Some groups have non-matrix definitions and can seem extremely abstract. For example, G2 can be defined as the symmetry group of the octonions. But each representation of G2 is just a set of nxn matrices. The basic idea from a mathematical standpoint is that one can represent any abstract group as a set of linear transformations of an n-dimensional vector space, but the specific values of n for which this is possible depend on the group.
Let me give a slightly different point of view.
A group can be thought of as a set of symmetries. Different possible symmetries correspond to different groups, and since symmetry is an underlying principle in most of physics, groups find their way into most aspects of physics. For instance, reflection in a plane corresponds to the group $\mathbb{Z}_2$.
For a given symmetry group, a group action is a way in which that symmetry can act on an object. This is clearly of relevance in physics, since we care about how different physical objects behave when we perform the symmetry operations in question. Under a reflection in space, for instance, we know that the momentum of a particle flips sign, whilst its energy stays the same.
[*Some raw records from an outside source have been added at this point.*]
PR #961, opened 2019-09-20
Support UUID

darionyaphet:


src/storage/client/StorageClient.cpp
```diff
@@ -377,5 +377,11 @@ PartitionID StorageClient::partId(GraphSpaceID spaceId, int64_t id) const {
     return s;
 }
 
+int64_t StorageClient::getUUID(GraphSpaceID space, const std::string& field) {
+    LOG(INFO) << "Called GetUUID";
+    UNUSED(space);
+    return static_cast<int64_t>(std::hash<std::string>()(field));;
```
CPWstatic: Is this a temporary solution?

darionyaphet: yep this is rely on [Support uuid in storage service](https://github.com/vesoft-inc/nebula/pull/958)

darionyaphet:
#958

src/common/filter/Expressions.cpp
```diff
@@ -619,6 +621,19 @@ const char* FunctionCallExpression::decode(const char *pos, const char *end) {
...
 }
 
+std::string UUIDExpression::toString() const {
+    return folly::stringPrintf("uuid(%s)", field_->c_str());
+}
+
+OptVariantType UUIDExpression::eval() const {
+     auto client = context_->storageClient();
+     auto space = context_->space();
+     return client->getUUID(space, *field_);
```
critical27: The interface in StorageClient is async, maybe you need to get future here.

darionyaphet: Sure！ `StorageClient`  will be update when #958 merged :)

src/graph/InsertEdgeExecutor.cpp
```diff
@@ -68,11 +71,18 @@ Status InsertEdgeExecutor::check() {
 
 
 StatusOr<std::vector<storage::cpp2::Edge>> InsertEdgeExecutor::prepareEdges() {
+    expCtx_ = std::make_unique<ExpressionContext>();
```
wadeliuyi: the expCtx_ is make in prepare, why need remake the expCtx_ here?

src/common/filter/Expressions.cpp
```diff
@@ -619,6 +621,19 @@ const char* FunctionCallExpression::decode(const char *pos, const char *end) {
     return pos;
 }
 
+std::string UUIDExpression::toString() const {
```
dangleptr: Why we need UUIDExpression?  Why not implement it in FunctionManager?

dangleptr:
@CPWstatic Do you talked about it with @darionyaphet 

I am not sure why not make it a special UDF instead of an expression.

src/common/filter/Expressions.cpp
darionyaphet: Because when `uuid` is called, some context should be referenced such as space ID and storage client.  FunctionManager is a singleton use Expression maybe better.

src/common/filter/Expressions.cpp
dutor: Noted.

src/common/filter/Expressions.cpp
```diff
@@ -619,6 +621,24 @@ const char* FunctionCallExpression::decode(const char *pos, const char *end) {
...
+    return folly::stringPrintf("uuid(%s)", field_->c_str());
+}
+
+OptVariantType UUIDExpression::eval() const {
+     auto client = context_->storageClient();
+     auto space = context_->space();
+     auto uuidResult = client->getUUID(space, *field_).get();
```
dangleptr: Please talk about the sync way with @dutor ,  is it ok in Expression?

dutor: @dangleptr IMO, such a way to do evaluation asynchronously is more generic in function call.

dutor: BTW. From discussion above, @darionyaphet will introduce the async way in another PR.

Indeed, the way that objects transform under symmetry operations can be a useful way of classifying those objects. At school one learns about the difference between a vector and a scalar. We can define a scalar as something which is unchanged by a rotation, whereas a vector is something which is, well, rotated. A tensor is yet another class of object, and this also changes when we perform a rotation, but it changes in a different manner to an ordinary vector.
A representation is merely an action of a group on a vector space. The prevalence of representations in physics is then a consequence of the prevalence of vector spaces. In particular, nearly all physical quantities are vectors – at least in the abstract sense. Recall that both $\mathbb{R}$ and $\mathbb{C}$ are vector spaces. So energies are vectors; position in space is a vector; the inertia tensor is a vector; quantum states are elements of a Hilbert space – so they are vectors; the electric field at a point is a vector; real- and complex-valued fields are vectors (in some function space); and so on. Remember that for an object to be a vector, it is only required that we can add such objects together and multiply them by numbers.
This is why representations crop up in so many areas of physics.